PR #25349, opened 2026-03-18
[fix][broker] Missing assignment of the corresponding InFlightTask in PersistentReplicator.readEntriesFailed

gosonzhang:
### Motivation

The situation that replication does not work as expected.

Fixed an implementation bug:

When PersistentReplicator replicates an entry, it constructs an InFlightTask object to track the replication process. However, in the readEntriesFailed() function, the failure result is not filled into the corresponding InFlightTask object. This caused the readMoreEntries() function to continuously report the "Not scheduling read due to pending read or no permits." error after encountering a failure in the readEntriesFailed() function, blocking replica replication and causing geo replication stuck.

- [ ] The public API
- [ ] The schema
- [ ] The threading model
- [ ] The binary protocol
- [ ] The REST endpoints
- [ ] The admin CLI options
- [ ] The metrics

### Documentation

- [ ] `doc` 
- [ ] `doc-required` 
- [x] `doc-not-needed` 
- [ ] `doc-complete` 

https://github.com/gosonzhang/pulsar/pull/1

### DIFF
--- a/pulsar-broker/src/main/java/org/apache/pulsar/broker/service/persistent/PersistentReplicator.java
+++ b/pulsar-broker/src/main/java/org/apache/pulsar/broker/service/persistent/PersistentReplicator.java
@@ -508,6 +508,9 @@ public abstract class PersistentReplicator extends AbstractReplicator
             return;
         }
 
+        InFlightTask inFlightTask = (InFlightTask) ctx;
+        inFlightTask.setEntries(Collections.emptyList());
+
         // Reduce read batch size to avoid flooding bookies with retries
         readBatchSize = topic.getBrokerService().pulsar().getConfiguration().getDispatcherMinReadBatchSize();
 
@@ -988,5 +991,10 @@ public abstract class PersistentReplicator extends AbstractReplicator
     @VisibleForTesting
     String getReplicatorId() {
         return  replicatorId;
+    }
+
+    @VisibleForTesting
+    public void incrementWaitForCursorRewindingRefCnf() {
+        waitForCursorRewindingRefCnf++;
     }
 }
--- a/pulsar-broker/src/main/java/org/apache/pulsar/broker/service/persistent/PersistentReplicator.java
+++ b/pulsar-broker/src/main/java/org/apache/pulsar/broker/service/persistent/PersistentReplicator.java
@@ -992,9 +992,4 @@ public abstract class PersistentReplicator extends AbstractReplicator
     String getReplicatorId() {
         return  replicatorId;
     }
-
-    @VisibleForTesting
-    public void incrementWaitForCursorRewindingRefCnf() {
-        waitForCursorRewindingRefCnf++;
-    }
 }
--- a/pulsar-broker/src/test/java/org/apache/pulsar/broker/service/ReplicatorTest.java
+++ b/pulsar-broker/src/test/java/org/apache/pulsar/broker/service/ReplicatorTest.java
@@ -642,12 +642,8 @@ public class ReplicatorTest extends ReplicatorTestBase {
     @Test(timeOut = 30000)
     public void testReplicatorClearBacklog() throws Exception {
 
-        // This test is to verify that reset cursor fails on global topic
-        SortedSet<String> testDests = new TreeSet<>();
-
         final TopicName dest = TopicName
                 .get(BrokerTestUtil.newUniqueName("persistent://pulsar/ns/clearBacklogTopic"));
-        testDests.add(dest.toString());
 
         @Cleanup
         MessageProducer producer1 = new MessageProducer(url1, dest);
@@ -655,12 +651,31 @@ public class ReplicatorTest extends ReplicatorTestBase {
         @Cleanup
         MessageConsumer consumer1 = new MessageConsumer(url3, dest);
 
-        // Produce from cluster1 and consume from the rest
+        // Produce from cluster1 to trigger topic and replicator creation
         producer1.produce(2);
+
         PersistentTopic topic = (PersistentTopic) pulsar1.getBrokerService().getTopicReference(dest.toString()).get();
-        PersistentReplicator replicator = (PersistentReplicator) spy(
-                topic.getReplicators().get(topic.getReplicators().keySet().stream().toList().get(0)));
-        replicator.incrementWaitForCursorRewindingRefCnf();
+        PersistentReplicator replicator = (PersistentReplicator) topic.getReplicators()
+                .get(topic.getReplicators().keySet().stream().toList().get(0));
+
+        // Wait until the first batch of messages is fully replicated (backlog = 0),
+        // so that disconnect() won't be rejected due to non-zero backlog
+        Awaitility.await().untilAsserted(() -> {
+            assertEquals(replicator.getNumberOfEntriesInBacklog(), 0);
+        });
+
+        // Disconnect replicator to stop geo-replication, so new messages will form backlog
+        pauseReplicator(replicator);
+
+        // Produce more messages while replication is paused ¡ª these will accumulate as backlog
+        producer1.produce(2);
+
+        // wait for backlog to accumulate
+        Awaitility.await().untilAsserted(() -> {
+            assertEquals(replicator.getNumberOfEntriesInBacklog(), 2);
+        });
+
+        // Clear the backlog
         replicator.clearBacklog().get();
         Thread.sleep(100);
         replicator.updateRates(); // for code-coverage
@@ -672,12 +687,8 @@ public class ReplicatorTest extends ReplicatorTestBase {
     @Test(timeOut = 30000)
     public void testReplicatorExpireMsgAsync() throws Exception {
 
-        // This test is to verify that reset cursor fails on global topic
-        SortedSet<String> testDests = new TreeSet<>();
-
         final TopicName dest = TopicName
                 .get(BrokerTestUtil.newUniqueName("persistent://pulsar/ns/clearBacklogTopic"));
-        testDests.add(dest.toString());
 
         @Cleanup
         MessageProducer producer1 = new MessageProducer(url1, dest);
@@ -685,12 +696,31 @@ public class ReplicatorTest extends ReplicatorTestBase {
         @Cleanup
         MessageConsumer consumer1 = new MessageConsumer(url3, dest);
 
-        // Produce from cluster1 and consume from the rest
+        // Produce from cluster1 to trigger topic and replicator creation
         producer1.produce(2);
+
         PersistentTopic topic = (PersistentTopic) pulsar1.getBrokerService().getTopicReference(dest.toString()).get();
-        PersistentReplicator replicator = (PersistentReplicator) spy(
-                topic.getReplicators().get(topic.getReplicators().keySet().stream().toList().get(0)));
-        replicator.incrementWaitForCursorRewindingRefCnf();
+        PersistentReplicator replicator = (PersistentReplicator) topic.getReplicators()
+                .get(topic.getReplicators().keySet().stream().toList().get(0));
+
+        // Wait until the first batch of messages is fully replicated (backlog = 0),
+        // so that disconnect() won't be rejected due to non-zero backlog
+        Awaitility.await().untilAsserted(() -> {
+            assertEquals(replicator.getNumberOfEntriesInBacklog(), 0);
+        });
+
+        // Disconnect replicator to stop geo-replication, so new messages will form backlog
+        pauseReplicator(replicator);
+
+        // Produce more messages while replication is paused ¡ª these will accumulate as backlog
+        producer1.produce(2);
+
+        // wait for backlog to accumulate
+        Awaitility.await().untilAsserted(() -> {
+            assertEquals(replicator.getNumberOfEntriesInBacklog(), 2);
+        });
+
+        // Clear the backlog
         replicator.clearBacklog().get();
         Thread.sleep(100);
         replicator.updateRates(); // for code-coverage
--- a/pulsar-broker/src/test/java/org/apache/pulsar/broker/service/ReplicatorTest.java
+++ b/pulsar-broker/src/test/java/org/apache/pulsar/broker/service/ReplicatorTest.java
@@ -44,8 +44,6 @@ import java.util.List;
 import java.util.Map;
 import java.util.Optional;
 import java.util.Set;
-import java.util.SortedSet;
-import java.util.TreeSet;
 import java.util.UUID;
 import java.util.concurrent.CompletableFuture;
 import java.util.concurrent.ConcurrentHashMap;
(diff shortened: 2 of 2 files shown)


lhotari (changes requested):
Please add a test case to reproduce the issue and to validate that the problem gets fixed.

lhotari:
@poorbarcode What is the intended way to handle the InFlightTask when the reading fails?

gosonzhang:
@lhotari ok

lhotari:
@gosonzhang I noticed that you added a heavily mocked test case.

I'd recommend reproducing the issue with a test that uses the MockedPulsarServiceBaseTest. Tests using MockedPulsarServiceBaseTest are more like integration tests and there isn't a need for heavy mocking in the test code. This results in more representative tests for reproducing issues.

To inject read errors, you can use this type of approach:
https://github.com/apache/pulsar/blob/b6cfecce5f3a1eecbf6f5df81cb835fbbfe35980/pulsar-broker/src/test/java/org/apache/pulsar/client/api/KeySharedSubscriptionBrokerCacheTest.java#L198-L204

lhotari:
Please merge master branch or rebase your changes to get fixes to flaky tests. A lot of fixes were merged recently after many tests became flaky after some test infrastructure changes.

gosonzhang:
@lhotari Okay, let me see.

gosonzhang:
@lhotari Every CI attempt fails, even for parts that haven't been modified. I'm unsure what's causing this.

Regarding the bug, @poorbarcode, from my analysis, it's quite clear and involves multiple versions. The test results confirm it's indeed the issue.

For the test cases:
1. after analysis, placing them in `ReplicatorTest.testReplicatorWithFailedAck()` is more appropriate.
2. I also modified `testReplicatorExpireMsgAsync()` and `testReplicatorClearBacklog()`, primarily removing the call to `replicator.readEntriesFailed()`. Since `InflightTask` is private, it can't be used in these cases, and passing null doesn't meet expectations. These cases aim to stop replication upon failure, so I add test settings to the `waitForCursorRewindingRefCnf` value prevents it from getting stuck in continuous replication checks.

lhotari:
> Every CI attempt fails, even for parts that haven't been modified. I'm unsure what's causing this.

@gosonzhang please rebase or merge latest origin/master.

gosonzhang:
> > Every CI attempt fails, even for parts that haven't been modified. I'm unsure what's causing this.
> 
> @gosonzhang please rebase or merge latest origin/master.

@lhotari I'm really stuck on this.

I've run the test cases for the broker-replication group multiple times locally without any errors[1]; and the test case that weren't affected by the changes shouldn't be throwing any errors either[2]:

1. image

2. image

lhotari:
> @lhotari I'm really stuck on this.
> 
> I've run the test cases for the broker-replication group multiple times locally without any errors[1]; and the test case that weren't affected by the changes shouldn't be throwing any errors either[2]:

@gosonzhang There are many flaky tests in Pulsar. Many issues are the result of bad test design. Another class of problems are the resource leaks from previously run tests. Resource leaks could include memory leaks or thread leaks. The impact of resource leaks is that the test runs very slowly and when the test design isn't great, it causes the test to fail due to slow execution. In some cases, the flaky tests are real production code bugs.

Recently we have made a change to migrate many tests to use org.apache.pulsar.broker.service.SharedPulsarCluster. It seems that there's at least a memory leak since it uses an in-memory metadata store. For very long test runs, it might be accumulating a significant amount used heap memory, resulting in frequent full GCs when running tests.

Claude Code with Claude 4.6 Opus/Sonnet is really good in fixing flaky tests and we are currently doing great progress in addressing the high amount of flakes in the Pulsar code base. At the same time when some optimizations are made, it brings up new flakes when the test execution dynamics changes.

If you run into a flaky test that blocks your progress, you can disable the test in your PR or move it to the flaky group so that it doesn't block PR merging. Please report any flakes that aren't already reported in https://github.com/apache/pulsar/issues?q=is%3Aissue%20state%3Aopen%20flaky

pulsar-broker/src/main/java/org/apache/pulsar/broker/service/persistent/PersistentReplicator.java
```diff
@@ -989,4 +992,9 @@ protected boolean hasPendingRead() {
     String getReplicatorId() {
         return  replicatorId;
     }
+
+    @VisibleForTesting
+    public void incrementWaitForCursorRewindingRefCnf() {
+        waitForCursorRewindingRefCnf++;
+    }
```
lhotari: Why is it necessary to change internal state of the implementation in the test? Is there a way to prevent this?

pulsar-broker/src/test/java/org/apache/pulsar/broker/service/ReplicatorTest.java
```diff
@@ -1686,14 +1686,28 @@ public void testReplicatorWithFailedAck() throws Exception {
...
+                log.info("asyncReadEntriesOrWait will be failed");
+                callback.readEntriesFailed(new ManagedLedgerException("Mocked read failure"), ctx);
+                return null;
+            } else {
+                log.info("asyncReadEntriesOrWait will proceed normally");
+                return invocation.callRealMethod();
+            }
+        }).when(spyCursor).asyncReadEntriesOrWait(Mockito.anyInt(), Mockito.anyLong(),
+                Mockito.any(AsyncCallbacks.ReadEntriesCallback.class), Mockito.any(), Mockito.any(Position.class));
+
```
lhotari, line 1733: Is it possible to add a new test case? These tests might not be the best possible example of good test style. If you are able to create a new test class with a different style and minimal mocking, that would be preferred (such as using `pulsarTestContext.getMockBookKeeper().setReadHandleInterceptor(...)` to inject failures/delays).

lhotari:
> For the test cases:
> 
> 1. after analysis, placing them in `ReplicatorTest.testReplicatorWithFailedAck()` is more appropriate.

why is is useful to add to an existing test case? That seems to make the test case even harder to understand. Pulsar's tests aren't always good examples how to continue to create new tests so feel free to break out of the existing patterns and add new test classes when the base class limits the options.

> 2. I also modified `testReplicatorExpireMsgAsync()` and `testReplicatorClearBacklog()`, primarily removing the call to `replicator.readEntriesFailed()`. Since `InflightTask` is private, it can't be used in these cases, and passing null doesn't meet expectations. These cases aim to stop replication upon failure, so I add test settings to the `waitForCursorRewindingRefCnf` value prevents it from getting stuck in continuous replication checks.

The `waitForCursorRewindingRefCnf++` in tests doesn't seem to be a great idea since it modifies internal state. It brings the concern whether the test is sufficiently representative.

pulsar-broker/src/main/java/org/apache/pulsar/broker/service/persistent/PersistentReplicator.java
gosonzhang: The functions `readEntriesFailed()` and `readEntriesComplete()` work like a car engine; they will keep running in a loop unless an exception occurs or the engine runs out of fuel.

The original test case aimed to execute `readEntriesFailed()` to stop the process, and then test whether the `ClearBacklog()` and `ExpireMsgAsync()` functions worked correctly. Based on the consideration of equivalent replacement, an exception flag is added to stop the copying process, thus halting the copying operation.

gosonzhang:
> > @lhotari I'm really stuck on this.
> > I've run the test cases for the broker-replication group multiple times locally without any errors[1]; and the test case that weren't affected by the changes shouldn't be throwing any errors either[2]:
> 
> @gosonzhang There are many flaky tests in Pulsar. Many issues are the result of bad test design. Another class of problems are the resource leaks from previously run tests. Resource leaks could include memory leaks or thread leaks. The impact of resource leaks is that the test runs very slowly and when the test design isn't great, it causes the test to fail due to slow execution. In some cases, the flaky tests are real production code bugs.
> 
> Recently we have made a change to migrate many tests to use org.apache.pulsar.broker.service.SharedPulsarCluster. It seems that there's at least a memory leak since it uses an in-memory metadata store. For very long test runs, it might be accumulating a significant amount used heap memory, resulting in frequent full GCs when running tests.
> 
> Claude Code with Claude 4.6 Opus/Sonnet is really good in fixing flaky tests and we are currently doing great progress in addressing the high amount of flakes in the Pulsar code base. At the same time when some optimizations are made, it brings up new flakes when the test execution dynamics changes.
> 
> If you run into a flaky test that blocks your progress, you can disable the test in your PR or move it to the flaky group so that it doesn't block PR merging. Please report any flakes that aren't already reported in https://github.com/apache/pulsar/issues?q=is%3Aissue%20state%3Aopen%20flaky

It is passed already in my repository and the  failure isn't caused by this PR changes.

pulsar-broker/src/main/java/org/apache/pulsar/broker/service/persistent/PersistentReplicator.java
lhotari: I understand that it's not easy to reproduce concurrency issues. However, the PR description doesn't mention anything about a race condition. Based on the PR title and description it seems that it's only about missing assignment of the corresponding InFlightTask in PersistentReplicator.readEntriesFailed.
If some more conditions are involved, please clarify it in the description.

pulsar-broker/src/test/java/org/apache/pulsar/broker/service/ReplicatorTest.java
gosonzhang: In this test case, mocking is mandatory, a precise triggering of the repair scenario is needed to determine if the problem has been resolved; otherwise, the system will continue running normally without triggering the case.

pulsar-broker/src/main/java/org/apache/pulsar/broker/service/persistent/PersistentReplicator.java
gosonzhang: Like `readEntriesComplete()`, it executes in a single thread, so there are no race condition.

Adding `incrementWaitForCursorRewindingRefCnf()` is primarily to achieve the desired effect: calling `readEntriesFailed()` before modification will stop the copying process.

gosonzhang:
> > For the test cases:
> > 
> > 1. after analysis, placing them in `ReplicatorTest.testReplicatorWithFailedAck()` is more appropriate.
> 
> why is is useful to add to an existing test case? That seems to make the test case even harder to understand. Pulsar's tests aren't always good examples how to continue to create new tests so feel free to break out of the existing patterns and add new test classes when the base class limits the options.
> 
> > 2. I also modified `testReplicatorExpireMsgAsync()` and `testReplicatorClearBacklog()`, primarily removing the call to `replicator.readEntriesFailed()`. Since `InflightTask` is private, it can't be used in these cases, and passing null doesn't meet expectations. These cases aim to stop replication upon failure, so I add test settings to the `waitForCursorRewindingRefCnf` value prevents it from getting stuck in continuous replication checks.
> 
> The `waitForCursorRewindingRefCnf++` in tests doesn't seem to be a great idea since it modifies internal state. It brings the concern whether the test is sufficiently representative.

 What suggestions do you have?

The initial idea was to keep the execution logic consistent before and after the test case modification. Personally, I also think that constructing a test API to execute the `waitForCursorRewindingRefCnf++` operation is not a good approach, but I haven't found a better one.

pulsar-broker/src/test/java/org/apache/pulsar/broker/service/ReplicatorTest.java
lhotari: what do you mean with "a precise triggering of the repair scenario is needed to determine if the problem has been resolved" exactly? What is the "precise triggering of the repair scenario"? What is required for triggering it?

If one of the challenges is to check logs in the test to validate behavior, it's possible to use org.apache.pulsar.utils.TestLogAppender for capturing logs in a test case.

lhotari:
> What suggestions do you have?
> 
> The initial idea was to keep the execution logic consistent before and after the test case modification. Personally, I also think that constructing a test API to execute the `waitForCursorRewindingRefCnf++` operation is not a good approach, but I haven't found a better one.

I don't know yet until I understand exactly what the test is currently doing and how the problem is triggered in production code. After understanding that it's easier to recommend option. I asked some questions in another comment.

pulsar-broker/src/test/java/org/apache/pulsar/broker/service/ReplicatorTest.java
gosonzhang: I need the test cases to call readEntriesFailed() to ensure that the changes are executed and to confirm that the tests are running as expected.

lhotari: > I need the test cases to call readEntriesFailed() to ensure that the changes are executed and to confirm that the tests are running as expected.

That doesn't yet explain what triggers the problem in actual production code. With `pulsarTestContext.getMockBookKeeper().setReadHandleInterceptor(...)` you can inject failures that would result in `readEntriesFailed` to be called. It's possible to then validate whether you can reproduce the issue by checking the logs for "Not scheduling read due to pending read or no permits." with `TestLogAppender`. This would be a true integration test that reproduces the actual problem. I would assume that Claude Code with Claude Opus 4.6 could achieve this just by providing the PR as context (instructed to fetch all PR details including comments) to create a representative test to reproduce the issue before creating a fix.

gosonzhang: ok

pulsar-broker/src/main/java/org/apache/pulsar/broker/service/persistent/PersistentReplicator.java
gosonzhang: Let me try a different approach based on the goals of the test cases.

pulsar-broker/src/test/java/org/apache/pulsar/broker/service/ReplicatorTest.java
gosonzhang: I have reviewed your suggestion, but I still believe the current modification is more appropriate.

Although I have used tools to construct a getMockBookKeeper scenario to simulate exceptions, and kept the Pulsar dependencies unmocked, the changes to the ReplicatorTestBasefile are particularly extensive. From the perspective of addressing the issue, I think that absolutely avoiding mocking within Pulsar's logic deviates from the original intent of the test case.

This modification primarily addresses the issue where the PersistentReplicator.readEntriesFailed()implementation did not assign a value to its corresponding InFlightTask. This omission could affect the proper execution of geo-replication.

A Bookie exception is just one of many scenarios that could lead to the invocation of readEntriesFailed(), as long as any test case can simulate the execution of readEntriesFailed()and confirm that the modification is correct, that should be sufficient.

gosonzhang:
> > What suggestions do you have?
> > The initial idea was to keep the execution logic consistent before and after the test case modification. Personally, I also think that constructing a test API to execute the `waitForCursorRewindingRefCnf++` operation is not a good approach, but I haven't found a better one.
> 
> I don't know yet until I understand exactly what the test is currently doing and how the problem is triggered in production code. After understanding that it's easier to recommend option. I asked some questions in another comment.

The testReplicatorExpireMsgAsync() and testReplicatorClearBacklog() methods related to waitForCursorRewindingRefCnf have been modified.

lhotari:
It looks like the problem is handled by #25767 which was recently merged. I'll close this PR. Please reopen if it's a different issue that this addresses.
————
**Required work:** Only the lines above from the one with "### Motivation" up to and including the one with "Fixed an implementation" should be repeated, exactly as written.

**Answer to the problem:**
### Motivation

The situation that replication does not work as expected.

Fixed an implementation bug:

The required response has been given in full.